Von den 1890er Jahren an wird die Pastellzeichnung für Max Liebermann zu einem wichtigen Ausdrucksmittel. Dafür mag er auch Inspirationen von seinen Vorbildern empfangen haben. Beispielsweise fertigte der von ihm besonders geschätzte Edgar Degas bereits in den späten 1860er Jahren Landschaftspastelle an.

Gerade für das Arbeiten in freier Natur, dem der Künstler immer größere Bedeutung beimaß, war der Pastellstift ein geeignetes Medium, indem er einer direkten Wiedergabe des Gesehenen entgegenkam. Der Faktor der Unmittelbarkeit hat sich in den präsentierten Pastellen eindrucksvoll konserviert. Mitunter sind es lediglich einige bunte, rasch auf das Papier geworfene Striche und Flecken, die sich im Auge des Betrachters zu einem anschaulichen Bild fügen.

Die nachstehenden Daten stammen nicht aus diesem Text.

PR #574, opened 2026-08-10
feat(mail): rank recipient suggestions by correspondence

s-aga-r:
Recipient suggestions are ranked by how well the query matches a name or address (#571), with no notion of who you actually write to. For `user`, two equally good matches — `user@example.com` and `user@example.org` — are separated only by address length and alphabetical order, so the address you mail daily can sit below one you mailed once.

### What changed

Every indexed address now carries a `count`: sightings past the first, so a new address is inserted at `0` and each later one adds to it. It slots into `_relevance_key` **after** the match-quality tuple and before the named/shortest tie-breaks, so it only ever separates matches the query cannot tell apart — a much-mailed "Jane Doeringer" still ranks below "John Doe" for `doe`, and a busy address at `example.com` never outranks a name match for `exa`.

Accumulating requires an upsert to read the count it replaces, so `SearchStore` grows a `merge_document(document, existing)` hook behind a `MERGE_ON_UPSERT` flag. The read runs under the same write lock as the write — the Redis lock is not reentrant, so a subclass could not take it itself, and reading outside it would lose increments to a concurrent upsert of the same address. Stores that leave the flag off take exactly the old path.

Two counting rules keep the tally meaningful:

- **Every occurrence in a batch counts, not every call.** One batch can carry a page of messages and a rebuild feeds in hundreds, so collapsing them would tally how the caller batched its work rather than how much mail the address is on.
- **Messages count, contact cards do not.** A contact sync re-indexes the whole address book; counting it would lift contacts you never write to above the addresses you do. Contact cards still upsert, refreshing names, with no bump.

### Caching is what marks a message indexed

Only messages the cache has not held before are indexed — otherwise a message re-fetched after a flag change would score sync churn as correspondence. Three things follow from leaning on the cache that way, and each is handled:

**Which messages are new is decided by the write itself.** `DataStore.set_many` returns the keys the store did not already hold, found by the cursor as it writes each one. Asking first and writing second cannot settle it — two fetches racing to cache the same message both look before either commits, both are told it is new, and both count its addresses. Measured with eight concurrent writers on one key, the check-then-write shape told eight of them they had stored it first; deciding inside the write tells exactly one, since LMDB serializes writers. It also drops a transaction from the caching path rather than adding one.

**A message that failed to index does not stay cached.** Otherwise the failure would be permanent — the message would never be offered as new again, and the people on it could be missing from suggestions until someone rebuilt the index by hand. Indexing can fail for ordinary reasons (a write lock not acquired within 30s, a write error), so the batch that did not index is dropped from the cache and picked up on the next fetch, at the cost of one round trip to a server that still has the message. The drop is unconditional even if another request re-cached one of those messages meanwhile: that request skipped indexing on the same grounds, so sparing its copy would leave the message cached with nobody left to index it. Its copy mirrors the server, which flag changes write to first, so dropping it costs a re-fetch rather than state.

**If the store will not give the message up either, a rebuild is queued.** That is the one case nothing local can fix, so it goes to `rebuild_email_address_index`, which reconciles the whole index against the cache and dedupes per account. Both failures are logged, and a repair that cannot even be queued still never reaches the caller.

Adding a field changes the index's schema hash, which wipes each account's index the next time it is opened, so `rebuild_email_address_indexes` is bumped to `#3` to re-run.

### Known, deliberate drift

Counts rank addresses against each other; they are not a ledger. A message evicted and re-fetched counts again, clearing the message cache lets a re-sync count everything a second time, and your own address — on every message you send or receive — accumulates the highest count of all. `rebuild_email_address_index` recomputes counts from the cache whenever they need resetting. Each is documented where someone would trip over it.

### Testing

- 50 unit tests on the index (tally, merge, name preservation, ranking), 18 on the search store (merge hook, chunked lookup, duplicate-ID merge chaining), 13 on message caching (what gets indexed, what gets rolled back, what gets escalated) and 6 on the data store — including a threaded test asserting exactly one of eight racing writers is told a key was new.
- Full mail suite green: 23 modules, 191 tests.
- Against a live index: first insert → `0`, three more sightings → `3`, an uncounted upsert leaves the count and keeps a name a bare sighting would have erased, and `search_email_addresses("user")` returns `user@example.com` (3) ahead of `user@example.org` (1).
- Recovery, with the real store and index: an indexing failure leaves the message uncached and the index empty; the next fetch caches and indexes it at `0`; a later re-cache does not count it again. With the rollback failing too, the message stays cached and unindexed — and the queued rebuild, when run, indexes it.
- 1500 addresses in one call (a real rebuild crosses the 1000-ID chunk boundary): 1200 seen twice land at `2`, the other 300 at `1`, none lost at the boundary.
- Cost at 20k addresses: indexing 40×500 batches 2.75s fresh, 3.71s when every document already exists (~24ms per batch for the merge lookup). Search unchanged — 89ms for the pathological single-letter query, 1.1ms for a selective one.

Max Liebermann war ein unermüdlicher Zeichner. Einerseits bereitete er seine Gemälde durch Zeichnungen gründlich vor. Nachdem er zunächst die Fixierung einzelner Figuren bzw. Details geklärt hatte – dies konnte ein langwieriger zeichnerischer Prozess sein – befasste er sich in Form von Kompositionsstudien mit der Gesamtanlage des Bildes. Andererseits hat Liebermann aber auch das, was sich ihm unmittelbar visuell aufdrängte, ins zeichnerische Medium übersetzt. Derartige spontan entstandene Skizzen beziehen kein bestimmtes Stadium innerhalb des künstlerischen Werkprozesses, sondern lassen sich als autonome Produkte fassen. Ob Bildnisse, Figurenstudien, Genreszenen oder Landschaften – Liebermann deckte die ganze Bandbreite an Bildgattungen und Themenfeldern zeichnerisch ab.